Выбрать главу

В 1930 г., на шестом Сольвеевском конгрессе — последнем, на котором довелось присутствовать Эйнштейну, — он вновь предложил обойти гейзенберговский принцип неопределенности. На сей раз Бор был ошеломлен. Аргументы Эйнштейна казались неуязвимыми, и Бор не сумел отыскать в них ни одного слабого места. А ведь если бы его действительно не было, то вся квантовая теория, которая в то время процветала как никогда ранее, оказалась бы глубоко несовершенной. Вот этого Бор никак не мог допустить. Но доводы Эйнштейна упрямо и неумолимо стояли перед ним, требуя капитуляции. Бор пытался и гак, и этак разрушить их, но они выдерживали любой его штурм. Бор в полном смысле слова лишился сна, ведь на карту было поставлено слишком многое. Почти всю ночь он провел в раздумьях над этой проблемой, и к утру решение было найдено: аргументы Эйнштейна оказались несостоятельными из-за им же самим введенного в физику принципа эквивалентности и, следовательно, из-за его же обшей теории относительности. Бор одержал чрезвычайно важную победу. Эйнштейн был вынужден признать, что эта партия им проиграна, а значит, признать справедливость принципа неопределенности Гейзенберга. Но он все еще не отказался от борьбы. 

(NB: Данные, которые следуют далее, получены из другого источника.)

PR #852, opened 2024-01-12
Babeld config at startup

jkilpatr:
This commit provides functionality to configure Babeld at Rita startup with default interface settings. This allows us to control via Rita how exactly babel is behaving and provides the functions for potnetially tweaking these functions at runtime in the future.


babel_monitor/src/lib.rs
```diff
@@ -196,31 +196,96 @@ pub fn parse_interfaces(stream: &mut TcpStream) -> Result<Vec<Interface>, BabelM
...
+pub fn set_interface_defaults(
+    stream: &mut TcpStream,
+    defaults: BabeldInterfaceConfig,
+) -> Result<(), BabelMonitorError> {
+    let mut command = "default ".to_string();
+    command.push_str(&build_interface_config_string(defaults));
+    let result = run_command(stream, &command)?;
+
+    let _out = result;
+    Ok(())
```
ch-iara, line 253: Do we not want to log these results (L239 as well)

rita_bin/src/exit.rs
```diff
@@ -90,6 +91,10 @@ fn main() {
         println!("Look the exit settings! {settings:?}");
         settings
     };
+    apply_babeld_settings_defaults(
```
ch-iara, line 94: Do the exit settings files not also need to be migrated the way you are doing in client.rs?

rita_client/src/operator_update/mod.rs
```diff
@@ -481,13 +487,12 @@ fn update_payment_settings(
...
         if payment.system_chain != new_chain {
-            set_system_blockchain(new_chain, &mut payment);
+            set_system_blockchain(new_chain, payment);
         }
     }
     if let Some(new_chain) = new_settings.withdraw_chain {
         payment.withdraw_chain = new_chain;
     }
-    payment
 }
```
ch-iara, line 496: Since this is no longer returning anything in this fn does this check for withdraw_chain need to be handled and set somewhere or can this be removed

babel_monitor/src/lib.rs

В 1933 г. в Бельгии незадолго до того, как навсегда покинуть Европу, Эйнштейн упомянул об одной своей новой идее. Через два года вместе со своими сотрудниками по Институту высших исследований Борисом Подольским и Натаном Розеном он изложил ее в статье, суть которой мы попытаемся передать, оставив в стороне математику. Рассуждение отличается обманчивой простотой. Вообразим, что два электрона А и В отскакивают друг от друга на расстояние, достаточное, чтобы ни один из них не мог оказать существенное воздействие на другой. В этом есть определенная хитрость, ведь если провести наблюдение за А, можно строить выводы относительно В, и никто не сумеет доказать, что при наблюдении А столкновение затронуло В или что вообще каким бы то ни было образом было осуществлено воздействие на В. Сама квантовая теория говорит, что, если измерять координаты А, можно сразу же вывести точные координаты В, а если вместо этого проводить наблюдение точного импульса А, можно тут же вывести точный импульс В. Итак, стратегия ясна: мы будем проводить наблюдение за А, но говорить при этом о В, ведь на В наше наблюдение никоим образом не влияет. Предположим для наглядности, что наши электроны отскакивают друг от друга в воскресенье, а расстояния таковы, что мы можем ждать целую неделю, прежде чем проведем наблюдение за А. Согласно Гейзенбергу, нельзя с точностью определить одновременно и координаты, и импульс электрона. Однако мы можем сделать выбор и измерять что-то одно. Так что в понедельник мы решаем, что будем измерять точные координаты А. Во вторник мы передумываем и договариваемся, что вместо этого лучше измерить точный импульс А. В среду нам кажется, что в конце концов следует измерить координаты А. В четверг мы снова предпочитаем импульс А. В пятницу — координаты А. В субботу — импульс А. И в воскресенье, не в силах сделать окончательный выбор, подбрасываем монетку и, поставив на «орла» или «решку», выполняем то измерение, которое нам выпадает.